Music: The New 'Grass in Town

Jim and Jennie and the Pinetops overhaul and honor Bluegrass tradition on their new album

Though once die-hard Bluegrass traditionalists, Jim and Jennie and The Pinetops shake things up with their progressive new release, Rivers Roll On By.



Jim Krewson and Jennie Benford are unlikely revolutionaries. They are mild mannered, good humored and easygoing folks, not wild-eyed dogmatists bent on the overthrow of tradition and the status quo. And yet some might see Jim and Jennie and the Pinetops in that more extreme role with the release of their latest and, some might say, revolutionary new Bluegrass album, Rivers Roll On By. Although the group uses such decidedly non-Bluegrass elements as electricity, drums and something called a Banjocaster, Krewson and Benford have already proven their loyalty to Bluegrass tradition with their initial string of four independently released albums. As Krewson notes, the Pinetops' early ethic was almost militant in its pursuit of pure Bluegrass forms.

"When we started in the late '90s, there weren't that many younger bands playing traditional Bluegrass," he says from the band's tour stop in Philadelphia. "It was a rare thing, doing the first generation, straight-up stuff, so we just wanted to play the music we wanted to hear. People seemed to be ignoring all the people that we loved like Red Allen, Jimmy Martin and Bill Monroe. There is actually this Bluegrass school in Johnson City and we knew some people who went to it and they said they were teaching the new, hot Nashville pickers and not teaching Jimmy Martin and Bill Monroe, which was crazy to us, because that's the music that turned us on and what we considered real Bluegrass. And we were Nazis about it when we first started.

We were really bad."

When the Pinetops began work on Rivers Roll On By, the band had just signed to Bloodshot, Chicago's noted insurgent Country label, but they had already decided that their next album would be something of a departure from their previous catalog. With a handful of new songs that seemed to lend themselves to a new mindset, the Pinetops began hammering their classic Bluegrass style into a new sonic configuration.

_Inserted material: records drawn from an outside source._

PR #118, opened 2026-08-08
fix(scanner): Resolve Rust path-attributed modules

reneleonhardt:
## What does this PR do?

Resolve direct Rust `#[path = "..."]` modules and logical module ownership
across explicit target roots and `mod.rs` layouts. Ambiguous, malformed,
conditional, inline, macro-generated, and out-of-repository routes remain
conservative and are reported as partial coverage.

## Type of change

- [x] Bug fix
- [ ] New feature
- [ ] New language support
- [ ] Documentation
- [ ] Other (describe below)

## Checklist

## Additional notes

Focused path, ownership, ambiguity, malformed-input, and cancellation tests,
`go vet ./...`, the full race/coverage suite on macOS Go 1.26.5, and the full
suite on Linux Go 1.24.13 are GREEN.

### DIFF
--- a/scanner/astgrep.go
+++ b/scanner/astgrep.go
@@ -324,14 +324,23 @@ func (s *AstGrepScanner) scanDirectory(parent context.Context, root string) ([]F
 			}
 		}
 
-		if m.RuleID == "rust-mod-imports" || m.RuleID == "rust-path-imports" || m.RuleID == "rust-use-imports" {
+		if m.RuleID == "rust-mod-imports" || m.RuleID == "rust-path-module-imports" || m.RuleID == "rust-path-imports" || m.RuleID == "rust-use-imports" {
 			var path string
+			var explicitTarget string
 			kind := "rust-path"
 			switch m.RuleID {
 			case "rust-mod-imports":
 				kind = "rust-module"
 				if pathVar, ok := m.MetaVariables.Single["PATH"]; ok {
 					path = pathVar.Text
+				}
+			case "rust-path-module-imports":
+				kind = "rust-path-module"
+				if pathVar, ok := m.MetaVariables.Single["PATH"]; ok {
+					path = pathVar.Text
+				}
+				if targetVar, ok := m.MetaVariables.Single["TARGET"]; ok {
+					explicitTarget = targetVar.Text
 				}
 			case "rust-path-imports":
 				path = m.Text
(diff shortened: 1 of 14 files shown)


JordanCoin:
Heads-up before these land: **#117 and #118 don't compile together**, in either merge order. Both are green in CI because each is built against `main`, not against the other.

Git auto-merges them with no textual conflict — the collision is semantic:

`main` today:
```go
func discoverCargoManifests(root string, files []FileInfo) []string
```

**#118** changes the signature:
```go
func discoverCargoManifests(ctx context.Context, root string, files []FileInfo) ([]string, error)
```

**#117** adds a new caller (`scanner/cargofallback.go:72`) using the old one:
```go
manifests := discoverCargoManifests(root, files)
```

Result whichever way round they go:

```
scanner/cargofallback.go:72:15: assignment mismatch: 1 variable but discoverCargoManifests returns 2 values
scanner/cargofallback.go:72:44: not enough arguments in call to discoverCargoManifests
	have (string, []FileInfo)
	want (context.Context, string, []FileInfo)
```

Verified by merging both into a scratch worktree in each order and building.

The fix is one line in `buildCargoFallbackOutcome`, which already has a `ctx` in scope:

```go
manifests, err := discoverCargoManifests(ctx, root, files)
if err != nil {
    return ScanOutcome{}, err
}
```

Simplest is to fix it in whichever of the two you'd like to merge second. No need to change anything else — #115, #116 and #119 are unaffected, and all five merge cleanly apart from this.

JordanCoin (changes requested):
This implementation is sound in isolation, but #117 has now landed and the combined tree does not compile.  still calls , while this PR changes it to . Applying the two changes in either order reproduces the assignment mismatch/not-enough-arguments compiler error. Please update that caller, propagate the error consistently, and rerun the scanner suite on current main; I will then re-review and merge.

JordanCoin:
Correction with the exact symbols omitted by shell formatting in my review: merged #117 adds `scanner/cargofallback.go`, which calls `discoverCargoManifests(root, files)`. This PR changes the function to `discoverCargoManifests(ctx, root, files) ([]string, error)`. The combined compiler error is an assignment mismatch plus not enough arguments.

JordanCoin (approved):
Re-reviewed at 2f56bce after #117 integration. The Cargo fallback caller now uses context-aware manifest discovery, propagates cancellation, and has a focused regression test. The exact combined tree passes the focused scanner suite, full local test suite, and all 12 CI jobs. Approved.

"I think we just allowed ourselves more freedom to arrange the songs according to the song, and not trying to make them fit into Bluegrass tradition," says Benford. "We recorded this album at my house in North Carolina and I had all these different instruments around. And we'd been writing more unusual kinds of songs, too, and that was what we had available for the album. So we let the songs dictate the arrangements."

One of the more interesting instruments featured on Rivers Roll On By is the aforementioned Banjocaster, an electrified quasi-banjo owned by the Pinetops' Brad Hutchison. Its unique design allows it to serve a number of varied purposes on the album.

"It's this electric banjo that Brad found at a flea market in North Carolina," says Benford. "It's someone's home project that they built. 'Banjocaster' is a little bit misleading because it's set up more like a Telecaster. It's an electric guitar with a banjo neck, but you can't really play 'Foggy Mountain Breakdown' on it. So we end up using it for a lap steel or an electric guitar kind of sound, with long, bendy notes."

In casting off any preconceived notions about what kind of Bluegrass they should be making, the Pinetops felt free to experiment with sounds and concepts within the conventional genre structure they had already established for themselves. By blending their innate sense of Bluegrass heritage with an intuitive feel for how to update that sound without dismantling its integrity, Jim and Jennie and the Pinetops were able to craft an album that adheres to Bluegrass scripture as much as it departs from it.

"If you're true to yourself and what you think sounds good, it's just going to happen organically," says Krewson. "We kind of wanted to sound traditional. It was a little self-conscious in the beginning when we wrote the songs, because we wanted them to fit into a certain framework and I think they still do. Our minds are just still wired that way, to a certain degree. We're just trying to expand our universe a little bit."

That expansion could certainly come with a price for Jim and Jennie and the Pinetops, especially in the insular world of Bluegrass where deeply devoted fans can be soured by even the slightest deviation from what is perceived to be the genre's standards. But given the fact that the band has already shown their love and reverence for the history of Bluegrass, neither Krewson nor Benford feels that there is anything on Rivers Roll On By that should cause palpitations among the genre's more rigid defenders.

"We're probably making a bigger deal about it than it actually is," says Krewson. "Everybody that hears it says, 'Oh, it's good Bluegrass,' but we were so self-conscious about what people were going to think about it. People seem to like it and I don't think we're offending anyone."

"I think finally we got to point where it comes down to doing what we want," says Benford with a laugh. "With that (conservative) crowd, none of them are going to be surprised that we do an album with electric stuff. I'm always surprised when it seems like a big deal and it's not a big deal. Nobody's going to be very upset. I think people who are really fans of ours are not going to be surprised and are going to like anything we do."



JIM AND JENNIE AND THE PINETOPS perform Saturday at Jack Quinn's with Ma Crow's Rhythm & Bluegrass Revue.